Segment Start: DATA TO USE

PR #906, opened 2015-12-09
Store fixtures in files instead of DB

phillipm:
Fixtures used to be stored completely in the DB. This limited them to 1mb in size, which has become unrealistic. 
This PR moves fixture storage to a hybrid db / file approach: using the normal db setup but adding a column (`DatabaseHelper.FILE_COL`) that points to the filepath where the fixture is stored in a serialized, usually encrypted, manner. Also adds a table column for the encryption key (`DatabaseHelper.AES_COL`), so that encrypted io is contained in the storage layer.

Includes a database migration to the new setup.

Cross-requested with https://github.com/dimagi/javarosa/pull/209 and https://github.com/dimagi/commcare/pull/221

__Release Notes__: remove 1mb lookup table size restriction


unit-tests/src/org/commcare/android/database/SqlFileBackedStorageTests.java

Segment End: DATA TO USE

• **REQUIRED WORK**
The lines above, from the first through the one containing "Includes a database", must be restated word for word, with nothing added.

• **SOLUTION TO THIS EXERCISE**
PR #906, opened 2015-12-09
Store fixtures in files instead of DB

phillipm:
Fixtures used to be stored completely in the DB. This limited them to 1mb in size, which has become unrealistic. 
This PR moves fixture storage to a hybrid db / file approach: using the normal db setup but adding a column (`DatabaseHelper.FILE_COL`) that points to the filepath where the fixture is stored in a serialized, usually encrypted, manner. Also adds a table column for the encryption key (`DatabaseHelper.AES_COL`), so that encrypted io is contained in the storage layer.

Includes a database migration to the new setup.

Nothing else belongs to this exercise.